Q: I was such a HUGE fan of your ‘Weather Warden’ and ‘Outcast Season’ series. I think Jo & Co. got such an epic, befitting ending and I loved both ‘Total Eclipse’ and ‘Unbroken’. Have we most definitely read the last of the ‘Weather Warden’ universe and the Djinn? And how hard was it for you to say goodbye to those characters who you’d been writing for since 2003? Do they still occasionally ‘speak’ to you, even though their series’ are over for now?

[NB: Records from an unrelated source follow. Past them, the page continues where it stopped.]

PR #501, opened 2024-07-16
fix(retry): better error

otomatik:
| Q                 | A
| Bug fix?          | yes/no
| New feature?      | yes/no    
| BC breaks?        | no     
| Related Issue     | Fix #...  
| Need Doc update   | yes/no

### DIFF
--- a/test/algolia/unit/retry_strategy_test.rb
+++ b/test/algolia/unit/retry_strategy_test.rb
@@ -86,7 +86,7 @@ class RetryStrategyTest
     end
   end
 
-  describe 'retry stategy decisions' do
+  describe 'retry strategy decisions' do
     def before_all
       super
       @app_id         = 'app_id'
--- a/test/algolia/unit/retry_strategy_test.rb
+++ b/test/algolia/unit/retry_strategy_test.rb
@@ -82,7 +82,7 @@ class RetryStrategyTest
         index.save_object({ objectID: 'one' })
       end
 
-      assert_includes exception.message, 'Unreachable hosts. Last error: SSL_connect'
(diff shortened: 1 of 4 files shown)


millotp (dismissed):
looks good

kombucha (dismissed):
LGTM 👍

kombucha (approved):
Still LGTM

test/algolia/unit/retry_strategy_test.rb
```diff
@@ -82,11 +82,15 @@ def test_failure_when_all_hosts_are_down
         index.save_object({ objectID: 'one' })
       end
 
-      assert_equal 'Unreachable hosts', exception.message
+      assert_includes exception.message, 'Unreachable hosts. Last error for 1.0.0.0: SSL_connect'
+      assert_equal exception.errors, [
+        {:host=>"0.0.0.0", :error=>"SSL_connect SYSCALL returned=5 errno=0 peeraddr=127.0.0.1:443 state=error: certificate verify failed"},
```
DevinCodes, line 87:
```suggestion
        {:host=>"0.0.0.0", :error=>"connection refused: 0.0.0.0:80"},
```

Awww, thank you! I truly cried when I ended the cycle of those stories ... I tried to make it as big and epic an ending as I possibly could, because I felt that they were larger than life themselves, and deserved all I could do. It's a super fun universe, and I definitely will go back to it (possibly for novellas or e-releases) but I'm letting my brain cool off a bit before I jump back in. :) This is my first year without a Weather Warden book in, eep, more than 10 years if I count the time I spent writing ILL WIND! And yes, they definitely do speak to me ... especially as the powerful storms are lashing us in the USA. I think we might need the Wardens now more than ever!


Thank you for the chance to chat -- I'm really looking forward to seeing everyone at SupaNova in Brisbane and Adelaide, and at the upcoming signings in Sydney and Melbourne!!